Immunometabolism: signaling pathways, homeostasis, and therapeutic targets.

作者信息

Xu Rongrong, He Xiaobo, Xu Jia, Yu Ganjun, Wu Yanfeng

机构信息

National Key Laboratory of Immunity and Inflammation & Institute of Immunology College of Basic Medical Sciences Naval Medical University Shanghai China.

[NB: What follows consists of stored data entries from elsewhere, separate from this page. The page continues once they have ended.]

PR #3699, opened 2026-08-19
Fix typescript:S8784: Move assertions out of describe() body into beforeAll() hooks

### LINKED ISSUE #3698: Fix typescript:S8784: Move assertions out of describe() body into beforeAll() hooks
## Summary

`typescript:S8784` flags assertion statements placed directly inside a `describe()` body (or at the top level), outside any test case (`it()`/`test()`) or lifecycle hook. Such assertions run during suite collection rather than as named tests, so failures are not attributed to any specific test case and are invisible to test metrics.

## Affected files

- `packages/ui/src/services/mapping/mapping-serializer.service.json.test.ts` — 3 assertions at `describe()` scope
- `packages/ui/src/services/visualization/visualization.service.json.test.ts` — 3 assertions at `describe()` scope

## Fix

In both files, the `describe()` body used shared setup variables (document creation + assertions validating that creation succeeded). These are moved into a `beforeAll()` hook, with the variables promoted from `const` declarations inside the body to `let` declarations at `describe` scope so they remain accessible to all nested tests.

## Prevention

- ESLint equivalent: none found in current config
- Sonar remains the only guard for this rule

lhein:
Fixes https://github.com/KaotoIO/kaoto/issues/3698

Moves shared setup assertions from `describe()` body scope into `beforeAll()` hooks in two test files. Assertions at describe-scope run during suite collection rather than inside a named test, making failures invisible to the test runner's reporting.

## Changes

- `packages/ui/src/services/mapping/mapping-serializer.service.json.test.ts` — extracted 3 assertions + setup into `beforeAll()`; promoted `accountParamDoc`, `cartParamDoc`, `sourceParameterMap`, `targetDoc` to `let` at describe scope
- `packages/ui/src/services/visualization/visualization.service.json.test.ts` — extracted 3 assertions + setup into `beforeAll()`; promoted `accountDoc`, `cartDoc`, `targetDoc`, `sourceParameterMap` to `let` at describe scope

### DIFF
--- a/packages/ui/src/services/mapping/mapping-serializer.service.json.test.ts
+++ b/packages/ui/src/services/mapping/mapping-serializer.service.json.test.ts
@@ -19,16 +19,16 @@ import {
   getShipOrderJsonSchema,
   getShipOrderJsonXslt,
 } from '../../stubs/datamapper/data-mapper';
-import { JsonSchemaField } from '../document/json-schema/json-schema-document.model';
+import { JsonSchemaDocument, JsonSchemaField } from '../document/json-schema/json-schema-document.model';
 import { JsonSchemaDocumentService } from '../document/json-schema/json-schema-document.service';
 import { MappingSerializerService } from './mapping-serializer.service';
 import { TO_JSON_TARGET_VARIABLE } from './mapping-serializer-json-addon';
 
 describe('MappingSerializerService / JSON', () => {
-  let accountParamDoc: ReturnType<typeof JsonSchemaDocumentService.createJsonSchemaDocument>['document'];
-  let cartParamDoc: ReturnType<typeof JsonSchemaDocumentService.createJsonSchemaDocument>['document'];
+  let accountParamDoc: JsonSchemaDocument;
+  let cartParamDoc: JsonSchemaDocument;
   let sourceParameterMap: Map<string, IDocument>;
-  let targetDoc: ReturnType<typeof JsonSchemaDocumentService.createJsonSchemaDocument>['document'];
+  let targetDoc: JsonSchemaDocument;
 
   beforeAll(() => {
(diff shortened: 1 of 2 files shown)


packages/ui/src/services/mapping/mapping-serializer.service.json.test.ts
```diff
@@ -25,35 +25,47 @@ import { MappingSerializerService } from './mapping-serializer.service';
...
 describe('MappingSerializerService / JSON', () => {
-  const accountDefinition = new DocumentDefinition(DocumentType.PARAM, DocumentDefinitionType.JSON_SCHEMA, 'Account', {
-    'Account.json': getAccountJsonSchema(),
-  });
-  const accountDocResult = JsonSchemaDocumentService.createJsonSchemaDocument(accountDefinition);
-  expect(accountDocResult.validationStatus).toBe('success');
-  const accountParamDoc = accountDocResult.document!;
-  const cartDefinition = new DocumentDefinition(DocumentType.PARAM, DocumentDefinitionType.JSON_SCHEMA, 'Cart', {
-    'Cart.json': getCartJsonSchema(),
+  let accountParamDoc: ReturnType<typeof JsonSchemaDocumentService.createJsonSchemaDocument>['document'];
```
lordrip: Is it possible to use the type directly instead of inferring it?

lhein: Good call — updated to use `JsonSchemaDocument` directly in both files. Also fixed a TypeScript build error that came from using `JsonSchemaDocument | undefined` (which the compiler correctly rejected at usage sites that expect `IDocument`). Since `beforeAll` guarantees the documents are set by the time any test runs, the non-optional type is accurate.

lordrip (approved):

School of Life Sciences Fudan University Shanghai China.

出版信息

MedComm (2020). 2024 Nov 3;5(11):e789. doi: 10.1002/mco2.789. eCollection 2024 Nov.


DOI:10.1002/mco2.789
PMID:39492834
原文链接:https://pmc.ncbi.nlm.nih.gov/articles/PMC11531657/
Abstract

Immunometabolism plays a central role in sustaining immune system functionality and preserving physiological homeostasis within the organism. During the differentiation and activation, immune cells undergo metabolic reprogramming mediated by complex signaling pathways. Immune cells maintain homeostasis and are influenced by metabolic microenvironmental cues. A series of immunometabolic enzymes modulate immune cell function by metabolizing nutrients and accumulating metabolic products. These enzymes reverse immune cells' differentiation, disrupt intracellular signaling pathways, and regulate immune responses, thereby influencing disease progression. The huge population of immune metabolic enzymes, the ubiquity, and the complexity of metabolic regulation have kept the immune metabolic mechanisms related to many diseases from being discovered, and what has been revealed so far is only the tip of the iceberg. This review comprehensively summarized the immune metabolic enzymes' role in multiple immune cells such as T cells, macrophages, natural killer cells, and dendritic cells. By classifying and dissecting the immunometabolism mechanisms and the implications in diseases, summarizing and analyzing advancements in research and clinical applications of the inhibitors targeting these enzymes, this review is intended to provide a new perspective concerning immune metabolic enzymes for understanding the immune system, and offer novel insight into future therapeutic interventions.

摘要

免疫代谢在维持免疫系统功能和保持机体内生理稳态方面发挥着核心作用。在分化和激活过程中,免疫细胞会经历由复杂信号通路介导的代谢重编程。免疫细胞维持体内稳态,并受代谢微环境信号的影响。一系列免疫代谢酶通过代谢营养物质和积累代谢产物来调节免疫细胞功能。这些酶会逆转免疫细胞的分化、破坏细胞内信号通路并调节免疫反应,从而影响疾病进展。免疫代谢酶数量众多、分布广泛且代谢调节复杂,这使得与许多疾病相关的免疫代谢机制尚未被发现,目前所揭示的只是冰山一角。本综述全面总结了免疫代谢酶在T细胞、巨噬细胞、自然杀伤细胞和树突状细胞等多种免疫细胞中的作用。通过对免疫代谢机制及其在疾病中的意义进行分类和剖析,总结和分析针对这些酶的抑制剂在研究和临床应用方面的进展,本综述旨在为理解免疫系统提供有关免疫代谢酶的新视角,并为未来的治疗干预提供新的见解。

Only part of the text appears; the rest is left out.